Asociación De Subscripción v. Flores Galarza

Decision Date01 March 2007
Docket NumberNo. 05-1430.,05-1430.
Citation479 F.3d 63
CourtU.S. Court of Appeals — First Circuit
PartiesASOCIACIÓN DE SUBSCRIPCIÓN CONJUNTA DEL SEGURDO DE RESPONSABILIDAD OBLIGATORIO, Plaintiff, Appellee, v. Juan A. FLORES GALARZA, in his personal and official capacity as the Secretary of the Treasury of the Commonwealth of Puerto Rico; and Annabelle Rodríguez, Secretary of Justice of the Commonwealth of Puerto Rico, Defendants, Appellants.

Veronica Ferraiuoli-Hornedo, with whom Rubén T. Nigaglioni, Rafael J. Martínez, and Nigaglioni & Ferraiuoli Law Offices, PSC were on brief, for appellee.

Before LIPEZ, Circuit Judge, GIBSON,* Senior Circuit Judge, HOWARD, Circuit Judge.

LIPEZ, Circuit Judge.

The Compulsory Liability Joint Underwriting Association of Puerto Rico ("JUA"), a Commonwealth-created entity, filed a lawsuit against Juan A. Flores Galarza ("Flores Galarza" or "Secretary"), then the Secretary of the Treasury of the Commonwealth, in both his official and personal capacities,1 claiming that he violated the Takings Clause of the United States Constitution by withholding from the JUA and appropriating insurance premiums generated by Puerto Rico's compulsory liability insurance law to alleviate the cash-flow problems of the Commonwealth. Flores Galarza moved for judgment on the pleadings, claiming that the forms of relief sought by the plaintiff (declaratory, injunctive, and damages) were barred by the Eleventh Amendment and the doctrine of qualified immunity. The district court denied that motion. We have before us an interlocutory appeal from that denial.

Among other complexities, this case tests the sometimes uncertain boundary between official- and personal-capacity claims against a government official, and the applicability of the qualified immunity doctrine to an unusual takings claim.

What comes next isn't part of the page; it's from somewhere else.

Issue #1166, opened 2026-04-19
Make parameter `ks` in FlexModel a scale factor of `sr_max`


martinvonk:
### Idea: Redefining `ks` as a scale factor in the FlexModel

For the reasons set forth below, after concluding that the JUA has standing to sue Flores Galarza, we conclude that, consistent with the Eleventh Amendment, Flores Galarza is amenable to suit in his official capacity for injunctive and declaratory relief, but is protected from damages in his personal capacity by the doctrine of qualified immunity.

I.
A. Law 253: The Compulsory Liability Insurance System

The following facts are drawn from the complaint and, where noted, from relevant statutory and case law. On December 27, 1995, in response to financial losses from uncompensated damages to motor vehicles in traffic accidents, the Commonwealth of Puerto Rico ("Commonwealth") enacted the Compulsory Motor Vehicle Liability Insurance Act, Act No. 253 ("Law 253"), codified at P.R. Laws Ann. tit. 26, §§ 8051-61. Under Law 253, liability insurance coverage is required for all motor vehicles that travel on public thoroughfares. Law 253 "provides each insured vehicle owner with $3000 of coverage for damages caused to third parties per accident in exchange for a uniform premium, initially set at $99 for each private passenger vehicle and $148 for each commercial vehicle." Arroyo-Melecio v. P.R. Am. Ins. Co., 398 F.3d 56, 60-61 (1st Cir.2005) (citing P.R. Laws Ann. tit. 26, §§ 8052(j), 8056(a)).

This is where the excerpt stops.